Панька слушал, сердился и неодобрительно мычал в ответ на боевую философию Марьи. А когда она обругала Арефия дураком, он даже смело дёрнул её за платье, как бы желая остановить её от дальнейшего поношения своего воспитателя, но она, в пылу своего ораторства, не заметила его попытки и с жаром продолжала далее:
- Людям не верь. Ласкают - врут, хвалят - врут, ругают - правда, да и то не совсем, пересаливают. Ко всякому человеку первоначально с опаской, подумай, - нельзя ли ему из тебя каких ни то соков выжать, а потом, коли видишь - нельзя, подходи вплоть, да и то остерегись - и себе-то не верь. И к самому себе нужно зачастую относиться, как к чужому. Потому человек и для себя добро-то плохо понимает; думает, вот оно где, ан нет, шалишь! в лужу сел!
Увлечённая собственной мудростью, тётка Марья забыла о том, с кем имеет дело и, входя всё в большие и большие тонкости, дошла до того, что вдруг заявила:
- А с нашей сестрой держи ухо востро!..
Но тут случайно взгляд её упал на слушателя. Он семенил рядом с ней, еле успевая за её крупными, мужскими шагами, и в своей красной рубашонке, босиком, с хмурой, рябой рожицей, ещё смятой сном, и с растрёпанными волосами был так по-детски мизерен и жалок по сравнению с её могучей фигурой.
- Тьфу!..
Этим энергичным плевком она поставила точку своим поучениям и уже вплоть до части не сказала Паньке ни слова более.
Когда они вошли в коридор части, навстречу им вышел Михайло с каким-то горшком в руках.
- А-а, пришли! Важно! Обедать бы пора, Семёновна, а? Где ж ты был? Ночевал где?
- Там... у будки...
- Ишь ты!.. - вдумчиво протянул Михайло, входя в комнату сзади их.

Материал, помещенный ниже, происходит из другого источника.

Issue #7100, opened 2021-07-24
Crash in WorldSession::SendPacket


Kitzunu:
### Current Behaviour

https://gist.github.com/Kitzunu/5320e4372612b285718ce066acf33f5a

Unhandled exception thrown: read access violation.
**this** was nullptr.

(L#206)

https://github.com/azerothcore/azerothcore-wotlk/blob/59c8f7276eb7a578789360c5cfc8087c9f549969/src/server/game/Server/WorldSession.cpp#L197-L207

### Expected Blizzlike Behaviour

not null :D

### Steps to reproduce the problem

1. .reload page

### AC rev. hash/commit

59c8f7276eb7a578789360c5cfc8087c9f549969

### Operating system

win11

lineagedr:
https://github.com/azerothcore/azerothcore-wotlk/blob/59c8f7276eb7a578789360c5cfc8087c9f549969/src/server/game/Server/WorldSession.cpp#L692

You could try.
```c++
if (format && format[0]) 
```

Kitzunu:
dont work

PR #7451, opened 2021-08-19
fix(CORE/Crash): reload page GetSession check to avoid crash

peti446:
## Changes Proposed:
-  Add check before sending notifications as console does not have a session
- 
## Issues Addressed:

- Closes Closes https://github.com/azerothcore/azerothcore-wotlk/issues/7100

## Tests Performed:

-  Compile without error
- Started server and performed .reload page in console and as gm in game

## How to Test the Changes:

1. Compile
2. Start world server
3. Issue reload page from console
4. Log into gm character
5. Issue .reload page 
6. Check no crash and in game you got notification in middle of screen


src/server/scripts/Commands/cs_reload.cpp
```diff
@@ -856,7 +856,10 @@ class reload_commandscript : public CommandScript
         LOG_INFO("server.loading", "Re-Loading Page Texts...");
         sObjectMgr->LoadPageTexts();
         handler->SendGlobalGMSysMessage("DB table `page_texts` reloaded.");
-        handler->GetSession()->SendNotification("You need to delete your client cache or change the cache number in config in order for your players see the changes.");
+        if (handler->GetSession())
+        {
+            handler->GetSession()->SendNotification("You need to delete your client cache or change the cache number in config in order for your players see the changes.");
```
Kitzunu, line 861: Isnt there one for PSendNotification or similar instead that can be used?

peti446: As fas as I know there is no PSendNotification or similar, this function already does the formatting tho.

Winfidonarleyan: Maybe just use `SendGlobalGMSysMessage`?

Kitzunu: You can use `PSendSysMessage`, I believe it only sends to players

Winfidonarleyan: Why send this message to the players? Players should not see this kind of message, this command is for the gm who is fixing something, he can execute it several times

Kitzunu: Yes, but a player still needs to delete client cache, and I know Barbz wanted it that way. but for me idc, I don't mind either

peti446: I would make sense to send to all players online at the time, however that would still not fix the problem, players offline? Not paying attention to chat ... some kind of announcement would need to be made over several days to get everyone to delete the cache.
I would keep this for GM only, so as a GM you can debug it and once you done make an announcement for all to do so.
`SendGlobalGMSysMessage` does make sense the notification shows a text on screen while this will show it in gm chat and should work fine. It depends on what is the expectation of this output really if it needs to be a notification or not, I do like GMSysMessage better tbh

Kitzunu: use it

peti446: Also on a side note, as the message mentioned you can change the server ClientCacheVersion = 0 to force a cache reset on all clients.

Kitzunu (approved):

Winfidonarleyan (approved):

Winfidonarleyan:
👍

Viste (approved):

Марья уже разделась и шарила ухватом в печке.
- Творог вот у меня... куда бы его? а?..
- Откуда творог? - оживлённо осведомилась Марья, принимая из рук мужа горшок и засовывая в него нос. - Хороший, свежий творог!..
- А это мне мужичок один подарил... за услугу, - объяснил Михайло и, хитро подмигнув жене, щёлкнул языком.
- Ах ты, чучело моё огородное! - ласково щёлкнула его Марья по затылку.
- Ироиня! жена благоверная! Ещё кое-что имею!.. Давай обедать только, покормишь хорошо - скажу.
- Ну-ну-ну!.. - наступала на него Марья с выражением крайнего любопытства на лице.
Михайло сунул руку в карман и позвенел мелочью, с торжеством на лоснящемся бритом лице.
- Сколько? - радостным шёпотом спросила Марья.
- Полтора с пятаком, да огурцов ведёрко!
- То-олько!.. - уже с некоторым разочарованием протянула жена. - В середу-то богаче было.
- Ну, так то в середу, а нынче - пятница. Базар базару рознь. И то сегодня новый-то частный, Карпенко, что-то уж косо поглядывал. Черти проклятые! Женился на двух-то каменных лавках, да на таких деньгах - и стал чист, как яичко. Жени-ка меня!
- Я те вот, старого пса, ухватом женю!
Панька всё время разговора между супругами стоял у двери и, глядя на них, чувствовал себя тут лишним, забытым и для людей этих ни на что не нужным. Он несколько раз пытался представить себе, что будет с ним дальше, - и не мог.
- Дяденька!.. - прервал он обмен любезностей между супругами. - Скоро ли пойдём туда?
- Это куда - туда? - обернулся к нему Михайло.
- В больницу-то...
- А зачем ты туда пойдёшь? Али и ты с ума сходишь? Садись-ка вот на лавку, да сиди, обедать будем. Сейчас вот наши ребятишки из школы придут, гулять пойдёте вместе, и всё такое...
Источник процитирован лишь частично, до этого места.